1 — 08:30 — Is building first-order simulation oracles really worth it?
Stochastic simulations or black-box noisy (non-convex) problems often do not provide direct gradient observations. However, conventional wisdom asserts that having gradients should lead to better convergence and complexity results. This knowledge has motivated work towards building first-order simulation oracles that compute function sample path derivatives by employing infinitesimal perturbation analysis or likelihood ratio methods. These first-order simulation oracles can be costly and inflexible, adding an eligibility requirement to deem a function suitable for derivative-based models. The natural question is, is it worth the trouble building the first-order capability in simulation oracles and will that guarantee better complexity? We find that the answer is not necessarily. Concretely, we show that unless the function sample paths are themselves smooth with uniformly bounded Lipschitz constants, there is no gain in having a first-order simulation oracle. That is, stochastic derivative-free algorithms that do not need or use direct gradients will lead to the same complexity results that one would attain with stochastic derivative-based algorithms. This finding is important in many cases where the smoothness of the stochastic process is clearly lost. An example is when the objective functions are quantiles or conditional expectations rendering the sample path functions piecewise linear or step functions. In such settings, our results imply that a derivative-free solver will be just as efficient as a derivative-based solver. The main vehicle for our analysis and result is common random numbers and the consequent reduced variance in gradient and function estimates.
2 — 09:00 — Adaptive stochastic subspace descent
Many optimization problems, such as hyper-parameter learning and PDE constrained optimization, have costly objective functions for which the gradient is unavailable. We propose a novel descent method, Adaptive Stochastic Subspace Descent (A-SSD), which uses randomized directional derivative approximates combined with an adaptive Polyak step-size policy. We show that the step-size policy is the optimal solution to a truncated linear model over the random subspace. Finally, we demonstrate empirically that A-SSD is competitive against commonly used derivative-free methods such as BOBYQA and conjugate directions for functions in dimensions exceeding 100.

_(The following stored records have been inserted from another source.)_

PR #2026, opened 2018-05-12
Peers list should include some unmatched broadhash peers to broadcast to - Closes #2025

### LINKED ISSUE #2025: Peers list should include some unmatched broadhash peers to broadcast to
### Expected behavior

When broadcasting, we should broadcast not only to peers which match our own broadhash but also to peers which do not match our broadhash (because they might be behind).

### Actual behavior

Right now when doing a broadcast, a node will try to select 100 peers in total; if it finds fewer than 100 peers with a matching broadhash, then it will select remaining peers which do not match its broadhash.

If our node is able to find 100 peers which match its own broadhash, then it will not broadcast to any non-matching peers (after it selects 25 from those 100); this means that the remaining (non-matching) peers in the network may not receive the latest block from our node.

### Steps to reproduce

Run on latest betanet; some of the nodes fall behind the latest height because some blocks are not reaching them.

Betanet 7.4

jondubois:
### What was the problem?

When launching a network, there was a situation where a node would only broadcast to peers that had a matching broadhash and ignore the others which were slightly delayed; in the early stages of a network there is a short timeframe when the broadhash only exists for half of the nodes (since the broadhash only exits after the 5th block); this may be the cause of a fork in the early stages of a network (from the 6th block).

### How did I fix it?

Half of all peers selected to receive our broadcast will be ones that do not match our own broadhash.

### How to test it?

Betanet.

### Review checklist

* The PR solves #2025
* Linting passes
* Tests pass

### DIFF
--- a/logic/broadcaster.js
+++ b/logic/broadcaster.js
@@ -103,6 +103,9 @@ class Broadcaster {
 	 */
 	getPeers(params, cb) {
 		params.limit = params.limit || this.config.peerLimit;
+		// Leave some room in the broadcast list for peers with a
+		// non-matching broadhash in order to avoid forks.
+		params.matchingPeersRatio = constants.matchingPeersRatio;
 		params.broadhash = params.broadhash || null;
 		params.normalized = false;
 
--- a/modules/peers.js
+++ b/modules/peers.js
@@ -29,7 +29,7 @@ let self;
 const __private = {};
 let definitions;
 
-const peerDiscoveryFrequency = 30000;
+const peerDiscoveryFrequency = 10000;
 
 /**
  * Main peers methods. Initializes library with scope content.
--- a/modules/peers.js
+++ b/modules/peers.js
@@ -91,6 +91,29 @@ __private.countByFilter = function(filter, cb) {
 };
 
 /**
+ * Shuffles peers (using Fisher-Yates-Durstenfeld shuffle algorithm).
+ *
+ * @todo Add @param tags
+ * @todo Add @returns tag
+ * @todo Add description of the function
+ */
+__private.shuffle = function(array) {
+	let m = array.length;
+	let t;
+	let i;
+	// While there remain elements to shuffle
+	while (m) {
+		// Pick a remaining element
+		i = Math.floor(Math.random() * m--);
+		// And swap it with the current element
+		t = array[m];
+		array[m] = array[i];
+		array[i] = t;
+	}
+	return array;
+};
+
+/**
  * Gets randomly ordered list of peers by filter.
  *
  * @private
@@ -170,29 +193,6 @@ __private.getByFilter = function(filter, cb) {
 		};
 	};
 
-	/**
-	 * Shuffles peers (using Fisher-Yates-Durstenfeld shuffle algorithm).
-	 *
-	 * @todo Add @param tags
-	 * @todo Add @returns tag
-	 * @todo Add description of the function
-	 */
-	const shuffle = function(array) {
-		let m = array.length;
-		let t;
-		let i;
-		// While there remain elements to shuffle
-		while (m) {
-			// Pick a remaining element
-			i = Math.floor(Math.random() * m--);
-			// And swap it with the current element
-			t = array[m];
-			array[m] = array[i];
-			array[i] = t;
-		}
-		return array;
-	};
-
 	// Apply filters (by AND)
 	const normalized = filter.normalized === undefined ? true : filter.normalized;
 	let peers = library.logic.peers.list(normalized);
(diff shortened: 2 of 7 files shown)


logic/broadcaster.js
```diff
@@ -103,6 +103,9 @@ class Broadcaster {
 	 */
 	getPeers(params, cb) {
 		params.limit = params.limit || this.config.peerLimit;
+		// Leave some room in the broadcast list for peers with a
+		// non-matching broadhash in order to avoid forks.
```
nazarhussain: I believe stating here as non-matching broadhash is the cause of fork is not justified. Fork occurs because broadcast does not work and sync was triggered only on the set of nodes which were on low height in the network. 

As we discussed earlier, my thoughts are that we do broadcasting to only matching boradhash peers, as its a real time and costly event across the network. For syncing we should pull blocks from any peers with the highest height in the network irrespective of the broadhash.

modules/peers.js
```diff
@@ -29,7 +29,7 @@ let self;
 const __private = {};
 let definitions;
 
-const peerDiscoveryFrequency = 30000;
+const peerDiscoveryFrequency = 10000;
```
nazarhussain: Is there any thought process behind changing this value? Are you changing it for testing purposes on devnet or proposing that change for mainnet. 

When node startup, discovery should trigger and is triggering immediately afterwards 30s is a reasonable delay for this activity.

modules/peers.js
```diff
@@ -90,6 +90,29 @@ __private.countByFilter = function(filter, cb) {
...
+	while (m) {
+		// Pick a remaining element
+		i = Math.floor(Math.random() * m--);
+		// And swap it with the current element
+		t = array[m];
+		array[m] = array[i];
+		array[i] = t;
+	}
+	return array;
+};
```
nazarhussain: The ES6 equivalent can be
```
function shuffle(a) {
    for (let i = a.length - 1; i > 0; i--) {
        const j = Math.floor(Math.random() * (i + 1));
        [a[i], a[j]] = [a[j], a[i]];
    }
    return a;
}
```

We are using `lodash` in this module and it contains `shuffle` function with same Fisher-Yates algorithm, then why we need to create our new function.

modules/peers.js
```diff
@@ -644,7 +644,9 @@ Peers.prototype.acceptable = function(peers) {
  * @returns {setImmediateCallback} cb, err, peers
  */
 Peers.prototype.list = function(options, cb) {
+	const matchingPeersRatio = options.matchingPeersRatio || 1;
 	let limit = options.limit || constants.maxPeers;
+	const matchingPeersLimit = Math.ceil(limit * matchingPeersRatio);
 	const broadhash = options.broadhash || modules.system.getBroadhash();
 	const allowedStates = options.allowedStates || [Peer.STATE.CONNECTED];
 	const attempts =
```
nazarhussain: It would be nice to define constants for `ATTEMP_MATCHED` and `ATTEMPT_UNMATCHED`.

ManuGowda:
@jondubois the PR LGTM, however, it would be great if we can have tests which cover the scenario we are trying to fix.

modules/peers.js
shuse2: This was experimental.
Reason of experiment was
- It was 5s originally
- 30s for discovery is I think it was good, but we thought updating status of peers every 30s is not enough for our current logic

but now we found the reason of connect/disconnect problem, it might not be related.

modules/peers.js
shuse2: I thought about this too!
since we are using lodash, we should've probably just use shuffle.
However, I think the intention was not to change the original code.

4miners:
@shuse2 Idk about final solution, I see `What was the problem?` description in this PR and that description is invalid because there is no such problem.

jondubois:
@4miners the issue we observed appeared to be caused by blocks not being propagated to nodes that were not directly connected to the forging delegate and we thought it might be related to the broadhash info not being propagated.

It appears that removing the MAX_CALLS_ALLOWED limitation https://github.com/LiskHQ/wamp-socket-cluster/pull/36 fixed that issue.

I will make another branch from this one and revert the broadcast changes and see if the problem is still fixed.

modules/peers.js
jondubois: @nazarhussain @shuse2 Yes, this function was already there (I just moved it) and I didn't want to use a different algorithm and risk breaking something which works. This is a change we can do later.

jondubois:
I'm closing this PR (for now) in favour of https://github.com/LiskHQ/lisk/pull/2031 which doesn't have the controversial changes - We tested on the new beta net and it worked properly as well (no fork).

PR #2031, opened 2018-05-15
Block propagation failure/partition and node crash - Closes #2030

### LINKED ISSUE #2030: Block propagation failure/partition and node crash
### Expected behavior

Blocks should propagate across the network.
Also, if the socket is no longer attached to a peer object, then we should not call emit on that socket.

### Actual behavior

There was a fork in the latest betanet because some blocks were not reaching some nodes. We thought it was a broadhash broadcasting issue initially but it appears be related to this issue https://github.com/LiskHQ/wamp-socket-cluster/issues/35

### Steps to reproduce

Run on latest code on betanet with 250 nodes.

Beta 7.4

jondubois:
### What was the problem?

There was an issue with block propagation which was causing a network partition.

### How did I fix it?

The changes in this PR are built on top of https://github.com/LiskHQ/lisk/pull/2026 but I reverted the controversial changes related to broadcasting (the ones about always including some unmatched peers).

### How to test it?

This was tested on beta net 7.4 and has been successful so far :)

### Review checklist

* The PR solves #2030
* Linting passes
* Tests pass

### DIFF
--- a/modules/peers.js
+++ b/modules/peers.js
@@ -29,7 +29,7 @@ let self;
 const __private = {};
 let definitions;
 
-const peerDiscoveryFrequency = 30000;
+const peerDiscoveryFrequency = 10000;
 
 /**
  * Main peers methods. Initializes library with scope content.
--- a/modules/peers.js
+++ b/modules/peers.js
@@ -644,9 +644,7 @@ Peers.prototype.acceptable = function(peers) {
  * @returns {setImmediateCallback} cb, err, peers
  */
 Peers.prototype.list = function(options, cb) {
-	const matchingPeersRatio = options.matchingPeersRatio || 1;
 	let limit = options.limit || constants.maxPeers;
-	const matchingPeersLimit = Math.ceil(limit * matchingPeersRatio);
 	const broadhash = options.broadhash || modules.system.getBroadhash();
 	const allowedStates = options.allowedStates || [Peer.STATE.CONNECTED];
 	const attempts =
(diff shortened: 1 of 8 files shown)


modules/peers.js
```diff
@@ -29,7 +29,7 @@ let self;
 const __private = {};
 let definitions;
 
-const peerDiscoveryFrequency = 30000;
+const peerDiscoveryFrequency = 10000;
```
nazarhussain: So we discovered that its related to PRC max calls limit, then why we still decreasing this value. Twice a minute for a network discovery is a good value.

jondubois: Risk mitigation ;p but yeah it's definitely worth running another betanet test with 30s discovery.

jondubois: Note that it's not just about discovery though, it also fetches the latest status of peers based on that interval.

modules/peers.js
```diff
@@ -710,6 +710,7 @@ Peers.prototype.list = function(options, cb) {
 					// Unmatched broadhash
 					return randomList(peers, waterCb);
 				}
+				peers = __private.shuffle(peers);
```
4miners: Why we shuffle peers again here?

jondubois: @4miners Before, it would concatenate the shuffled list of matched broadhash peers with the shuffled list of unmatched peers - This means that the matched broadhash peers would always be at the top of the list and would always be in the top 20 when choosing which peers to broadcast to (because we use array slice). So it's like both halves of the final list were shuffled but the whole list wasn't actually shuffled.

It seems like the previous behaviour was unintentional but I can roll back if necessary.

In any case, we don't need both both. I didn't want to remove the first shuffle in the getByFilter function because it appears to be used in other parts of the code.

jondubois:
This PR was closed in favour of https://github.com/LiskHQ/lisk/pull/2043  - The new PR keeps some of the functionality from this PR but rolls back certain features and also adds new features on top.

3 — 09:30 — Self-Correcting DFO Algorithm: An Attempt at a Convergence Rate
We will discuss steps complexity analysis (in terms of function evaluations) of model-based trust region methods. The one method for which complex has been established previously is from the paper "Trust-Region Methods Without Using Derivatives: Worst Case Complexity and the NonSmooth Case" by Garmanjani, Judice and Vicente. It employs a criticality step where instead of trying to make progress the algorithm's focus is shifted to generating a fully linear model. In contrast we study alternative methods where the algorithm always tries to make progress and accepts steps if such progress happens to occur. One of the methods, makes on model improvement iteration, when necessary, following methodology by Powell. The other method maintains geometry via self-correcting property following the paper "Self-correcting geometry in model-based algorithms for derivative-free unconstrained optimization" by Scheinberg and Toint. We will also provide numerical comparison of these methods.
4 — 10:00 — ** CANCELLED ** Derivative-free stochastic optimization via adaptive sampling strategies
We present a novel derivative-free optimization framework for solving unconstrained stochastic optimization problems. Many problems in fields ranging from simulation optimization to reinforcement learning involve settings where only stochastic function values are obtained via an oracle with no available gradient information, necessitating the usage of derivative-free optimization methodologies. Our approach involves estimating gradients using stochastic function evaluations and integrating adaptive sampling techniques to control the accuracy in these stochastic approximations. We consider various gradient estimation techniques including finite difference, Gaussian smoothing, randomized coordinate finite difference, and randomized subspace finite difference methods. We provide theoretical convergence guarantees for our framework and analyze the worst-case iteration and sample complexities associated with each gradient estimation method. Finally, we demonstrate the empirical performance of the methods on logistic regression and nonlinear least squares problems.